「一切如常,沒有甚麼好說的」,〈愛.慕〉劇中父親對來探視的女兒下封口令。心態一致,母親安娜面對來訪的鋼琴演奏家,她昔日的學生,關切探問她半身麻痺原因,輕描淡寫表示「就只是老年問題」,便切斷話題,拒絕再談。
這陣子,〈愛.慕〉這部獲得多項影展大獎的悲劇,也是我們水墨課間閒談時,引起最多爭議的電影。來自巴黎的巴斯卡琳說得乾脆:「這根本不能作為一部電影主題!」可不是?一對年逾八旬的夫婦,在巴黎公寓共度晚年,除了起頭一幕外景,倆人攜手聽罷演奏會歸來,全劇主調隨著老人緩慢、單調的日常生活節奏,在封閉的空間內進行。
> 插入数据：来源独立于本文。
PR #10799, opened 2022-08-25
fix: [FFM-4345]: update form fields to use TagInput only when 'in' operator selected

Kira-Jennings:
- Form fields in section 'Target Based on Condition' have been updated to allow multiple values only when the 'in' operator has been selected
- updated unit tests

image
image


diptiman-adak:
 


            
 #### 3 Issues 
* Code issue 3 Code issues 

 [Details](https://app.embold.io/organization/gh/harness/repositories/e864badd0b95ab81c060b15b85f15701/pull-request/10799)

crystal-fong (dismissed):

src/modules/75-cf/pages/target-group-detail/components/EditTargetGroupCriteria/__tests__/RuleRow.test.tsx
```diff
@@ -81,9 +90,74 @@ describe('RuleRow', () => {
     })
   })
 
-  test('it should display a tag input for the value', async () => {
+  test('it should display a text input for the value when no op selected', async () => {
     renderComponent()
-    expect(screen.getByLabelText('cf.segmentDetail.values')).toBeInTheDocument()
+
+    const ruleRow = screen.getByTestId('ruleRowFields')
```
laura-mannus, line 96: you can move this outside the tests and declare it only once so you don't have to remake it in every test

Kira-Jennings: That's usually the case but in this scenario that would mean declaring it outside of the scope of the test, and therefore before anything is rendered which results in ruleRow being undefined
If we didn't need to send a different operator every time we're calling `renderComponent` I could have called the render within a beforeEach, then declared `ruleRow` outside of the tests with no problems

Kira-Jennings: image
image

Kira-Jennings: I've removed all the `waitFor` blocks in this file that weren't needed, only the one in last test is required

laura-mannus (approved):
nice

crystal-fong (approved):

crystal-fong (approved):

這是你、我,我們每個人的家常日子,值得作為一部電影主題嗎?
法國人崇敬的二戰英雄戴高樂總統,用「海難」形容人生晚景;〈愛.慕〉說的就是擱淺於「公寓方舟」上,用僅剩的、屬於人的驕傲,對抗死神的海難日誌。
這個「不足為外人道也」的家常日子,奧地利導演麥可恩內格( Michael Haneke )說的是切身之痛:「我有三個母親,父母親分手後,母親和外婆照顧我,最後是姨婆把我帶大的;姨婆晚年,經過長期對抗病苦後,在九十二歲結束自己生命。」這是他寫〈愛.慕〉的因緣。經驗過祖父母無條件的愛的人,渴望在父母合一的愛內成長的孩子,懂得恩內格做為人子人孫,為甚麼如此低調,只為拭淨這面螢幕之鑑。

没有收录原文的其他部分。